La mort vous va si bien…

Il faut, parfois, accepter de jouer le jeu. Pas forcément parce que la Monnaie de Bruxelles nous avait conviés à une expérience hors les murs, dans le cadre quelque peu déroutant du Cirque Royal, une salle fin-de-siècle froidement renouvelée au milieu du siècle passé. C’est que, à l’entrée de la salle, un roulement de grosse caisse, sourd et interminable, accueille le spectateur dans une atmosphère on ne peut plus sombre : trois gigantesques sculptures, placées aux coins du parterre, sont reliées à une quatrième, gigantesque, qui trône au milieu de la salle. Il s’agit d’une colossale jupe noire, qui s’ouvre, au milieu, comme un rideau de théâtre – d’où sortiront, en effet, les personnages du spectacle – et qui est surmontée par un corsage découvrant une généreuse poitrine tatouée et une croix rouge. Finement et mollement repliée tout autour de la salle, l’étoffe de cette jupe, noire et translucide, réunit en une étreinte fatale les trois autres sculptures – un clown aux grimaces affreuses, Joker aux cheveux rouges comme des flammes ; une mater dolorosa en prière, le sein transpercé d’un glaive ; et la mort, couronnée d’or et de noir. C’est sous l’influence de ces forces opposées que le talent provocateur du metteur en scène Guy Joosten situe Lucrezia Borgia (1833) de Gaetano Donizetti, œuvre peu jouée et disparue des scènes belges depuis désormais presque deux siècles.

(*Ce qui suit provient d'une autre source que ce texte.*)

PR #1332, opened 2023-04-18
Rename internal initial assessment status to in progress

David-Feetenby:
This pr is the 1/3 relating to story https://trello.com/c/8Uzg5EM5/1749-rename-internal-initial-assessment-status-to-in-progress

### DIFF
--- a/app/lib/filters/status.rb
+++ b/app/lib/filters/status.rb
@@ -3,13 +3,20 @@
 class Filters::Status < Filters::Base
   def apply
     return scope if statuses.empty?
-
     scope.where(status: statuses)
   end
 
   private
 
   def statuses
-    Array(params[:statuses]).reject(&:blank?)
+    Array(params[:statuses])
+      .reject(&:blank?)
+      .flat_map do |status|
+        if status == "assessment_in_progress"
+          %w[initial_assessment assessment_in_progress]
+        else
+          status
+        end
+      end
   end
 end
--- a/app/models/application_form.rb
+++ b/app/models/application_form.rb
@@ -122,6 +122,7 @@ class ApplicationForm < ApplicationRecord
          draft: "draft",
          submitted: "submitted",
          preliminary_check: "preliminary_check",
+         assessment_in_progress: "assessment_in_progress",
          initial_assessment: "initial_assessment",
          waiting_on: "waiting_on",
          received: "received",
@@ -166,6 +167,7 @@ class ApplicationForm < ApplicationRecord
               overdue
               awarded_pending_checks
               potential_duplicate_in_dqt
+              assessment_in_progress
             ],
           ).or(awarded.where("awarded_at >= ?", 90.days.ago)).or(
             declined.where("declined_at >= ?", 90.days.ago),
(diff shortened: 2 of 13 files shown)


app/models/application_form.rb
```diff
@@ -130,6 +130,7 @@ class ApplicationForm < ApplicationRecord
          awarded: "awarded",
          declined: "declined",
          potential_duplicate_in_dqt: "potential_duplicate_in_dqt",
+         assessment_in_progress: "assessment_in_progress",
```
thomasleese, line 133: Just a minor point, but could we put this next to `initial_assessment` as the order of these vaguely matches the order the application would go through.

app/view_objects/assessor_interface/application_forms_index_view_object.rb
```diff
@@ -46,6 +46,7 @@ def status_filter_options
       awarded
       declined
       potential_duplicate_in_dqt
+      assessment_in_progress
```
thomasleese, line 49: Adding this here means we'll end up with two "Assessment in progress" entries in the filter which would be confusing for assessors, I think instead we should replace the `initial_assessment` entry with `assessment_in_progress` and make sure the status filter will handle that correctly.

app/lib/filters/status.rb
```diff
@@ -3,13 +3,20 @@
...
   end
 
   private
 
   def statuses
-    Array(params[:statuses]).reject(&:blank?)
+    Array(params[:statuses])
+      .reject(&:blank?)
+      .flat_map do |status|
+        if %w[initial_assessment assessment_in_progress].include?(status)
```
thomasleese, line 15:
```suggestion
        if status == "assessment_in_progress"
```

I don't think this will ever come through as `initial_assessment` anymore as we've removed it from the list of statuses: https://github.com/DFE-Digital/apply-for-qualified-teacher-status/pull/1332/files#diff-e5bd83cce46d654bc07bb75cb1ba83151390557e0dd03c02798ab6b3368b8960R41

app/lib/filters/status.rb
```diff
@@ -3,13 +3,20 @@
...
+          %w[assessment_in_progress]
```
thomasleese, line 16:
```suggestion
          %w[initial_assessment assessment_in_progress]
```

If the user selects the `assessment_in_progress` status, we want it to also include any existing applications with the `initial_assessment` status.

David-Feetenby: Would that not just write them to a flat string of the two combined?

thomasleese: Yes, it would, because we want to then filter the database like:

```rb
where(status: %w[initial_assessment assessment_in_progress])
```

thomasleese: https://github.com/DFE-Digital/apply-for-qualified-teacher-status/blob/a0932a42e8e956dab49dd3ad7220f681b56cc8a4/app/lib/filters/status.rb#L7

This is where we do the filter on the database. During this migration, we'll have applications in both the `initial_assessment` and `assessment_in_progress` status, which we want to consider the same, so if a user chooses to filter on "In progress" applications, we'll need to show them applications in both status.

thomasleese (approved):

David-Feetenby:
[Rename internal "initial assessment" status to "in progress"](https://trello.com/c/8Uzg5EM5/1749-rename-internal-initial-assessment-status-to-in-progress)

PR #1341, opened 2023-04-19
Limit Slack notifications about Github workflow failures

steventux:
We want these for build, rspec and deploy_nonprod but only when the main branch is pushed, otherwise an rspec failure on a PR branch will notify.


thomasleese:
I'm going to merge this as @steventux is not working today.

PR #1344, opened 2023-04-20
Migrate initial assessment status

David-Feetenby:
Chang applications application form status to assessment in progress where it is currently initial assessment.

### DIFF
--- a/lib/tasks/update_application_form_status.rake
+++ b/lib/tasks/update_application_form_status.rake
@@ -1,0 +1,8 @@
+desc "Update application status"
+task update_application_form_status_initial_assessment: :environment do
+  # fetch all application forms with 'initial assessment' status
+  forms = ApplicationForm.where(status: "initial_assessment")
+
+  # update the status for each form
+  forms.update_all(state: "assessment_in_progress")
+end


lib/tasks/update_application_form_status.rake
```diff
@@ -0,0 +1,10 @@
+namespace :db do
+  desc "Update application status"
+  task update_status: :environment do
+    # fetch all application forms with 'initial assessment' status
+    forms = ApplicationForm.where(status: "initial_assessment")
+
+    # update the status for each form
+    forms.each { |form| form.update(status: "assessment_in_progress") }
```
thomasleese, line 8: This would work, but it would be quite slow as it would require a query to do the database for each application form. If we do something like `forms.update_all(state: "assessment_in_progress")` that'll do the update in one single query and let the database handle that for us.

lib/tasks/update_application_form_status.rake
```diff
@@ -0,0 +1,7 @@
+namespace :db do
+  desc "Update application status"
+  task update_status: :environment do
```
thomasleese, line 3:
```suggestion
  task update_application_form_status_initial_assessment: :environment do
```

Although it's a temporary task, I think it's still worth giving it a clearer name. Worth making the filename match the task too I think.

lib/tasks/update_application_form_status.rake
```diff
@@ -0,0 +1,7 @@
+namespace :db do
```
thomasleese, line 1: I don't think we need a namespace for this task as it's only one on its own.

lib/tasks/update_application_form_status.rake
```diff
@@ -0,0 +1,7 @@
...
+  desc "Update application status"
+  task update_status: :environment do
+    # update all application forms with 'initial assessment' status
+    forms.update_all(state: "assessment_in_progress")
```
thomasleese, line 5: It doesn't look like a `forms` variable is defined here so I'm not sure the task will work at the moment.

thomasleese (approved):
It looks good to me!

David-Feetenby:
[Rename internal "initial assessment" status to "in progress"](https://trello.com/c/8Uzg5EM5/1749-rename-internal-initial-assessment-status-to-in-progress)

PR #1357, opened 2023-04-26
Virus scan existing uploads

steventux:
[Trello](https://trello.com/c/itCez4ET/1768-virus-scan-existing-uploads)

As part of introducing malware scanning for ActiveStorage uploads we need to scan any blobs/files in our production storage account.
We can initiate a malware scan by re-sending the blob data for each unscanned upload.
This PR introduces a rate-limited job which works with a default batch size of 1000 uploads. The job finds uploads with a pending malware scan status and resends the blob data for each.
After a delay of 1 minute the scan result is fetched for the same upload in another background job, this allows for the malware scan to complete before we attempt to update the `Upload#malware_scan_result` field.

### DIFF
--- a/app/jobs/resend_stored_blob_data_job.rb
+++ b/app/jobs/resend_stored_blob_data_job.rb
@@ -1,0 +1,14 @@
+# frozen_string_literal: true
+
+class ResendStoredBlobDataJob < ApplicationJob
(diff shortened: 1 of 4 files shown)


thomasleese (approved):
Looks good!

PR #1361, opened 2023-04-27
Support AKS secrets

thomasleese:
This changes how we fetch the secrets to support both the old infrastructure on the PaaS and the new infrastructure on AKS.


nickdevdfe (approved):
changes appear correct

PR #1381, opened 2023-05-03
Replace initial assessment label

David-Feetenby:
Replace initial assessment timeline events with new assessment in progress label


steventux (commented):
I think we should omit the change to `db/schema.rb`

steventux (approved):

PR #1419, opened 2023-05-24
Help users submit the FI they have uploaded

David-Feetenby:
Add content to stop confusion between completed/submitted

### DIFF
--- a/config/locales/teacher_interface.en.yml
+++ b/config/locales/teacher_interface.en.yml
@@ -33,6 +33,7 @@ en:
         heading: English language proficiency
     further_information_request:
       show:
+        check: Check your response
         failure_reason:
           age_range: Tell us more about the age range you can teach
           applicant_already_dqt: Additional personal information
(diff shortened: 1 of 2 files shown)


config/locales/teacher_interface.en.yml
```diff
@@ -13,6 +13,7 @@ en:
           professional_standing_request_expired: Your application has been declined as we did not receive your %{certificate_name} from %{teaching_authority_name} within the 90-day period.
         draft:
           check: Check your application
+          check_further_information: Check your response
```
thomasleese, line 16: Since we're only using this for further information, we should put it in the `teacher_interface. further_information_request.show` key.

In the view, this will mean that we only need to write `t(".check")` as we're in the `teacher_interface/further_information_requests/show` view, that'll get automatically converted to `t("teacher_interface.further_information_request.show.check")`.

thomasleese (approved):

PR #1423, opened 2023-05-24
Check for applicant in DQT when application is submitted

steventux:
https://trello.com/c/GXIBUN1U/1849-spike-upfront-duplication-check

Ce dispositif scénique (dû au designer et plasticien Johannes Leiacker) a, certes, l’avantage de proposer une multiplicité de points de vue, en lieu et place d’une vision frontale du spectacle, ce qui paraît comme une réponse conséquente au choix du Cirque Royal ; et surtout de placer l’ouvrage dans un univers loufoque et fantasque, entre pop et kitsch, Le Magicien d’Oz et Alice in Wonderland, l’expressionnisme flamand et les visions apocalyptiques de James Ensor, à mi-chemin entre une fête foraine et un carnaval cauchemardesque et sinistre. L’orgie vénitienne du prologue tout comme le banquet du final bénéficient d’une direction d’acteurs à la virtuosité époustouflante, la psychologie des personnages – notamment le rapport ambigu entre la protagoniste et son fils Gennaro – est creusée avec autant d’intelligence que de sens du théâtre. Et pourtant, on ne peut pas s’empêcher de se demander, à la fin du spectacle, si tout ceci enrichit vraiment la dramaturgie de la Lucrezia Borgia de Donizetti, qui hérite de l’esprit sulfureux de la tragédie de Victor Hugo mais le sublime dans une page d’inoubliable magistère belcantiste. Si bien que le plus grand mérite de la mise en scène est, probablement, de ne concéder aucune trêve au spectateur, même pas le temps de se poser une question si capitale – hélas sans réponse !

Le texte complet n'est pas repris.